** Opening Supplied data block **

PR #136, opened 2023-02-01
Use ScreenHandler#getType method instead of using mixin accessor

deirn:
Fix issues with modded ScreenHandlers extending vanilla that overrides `getType` to return its own.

** Closing Supplied data block **

- **Try it**:
For each line in the listing, return it exactly as shown.

- **Your solution**:
PR #136, opened 2023-02-01
Use ScreenHandler#getType method instead of using mixin accessor

deirn:
Fix issues with modded ScreenHandlers extending vanilla that overrides `getType` to return its own.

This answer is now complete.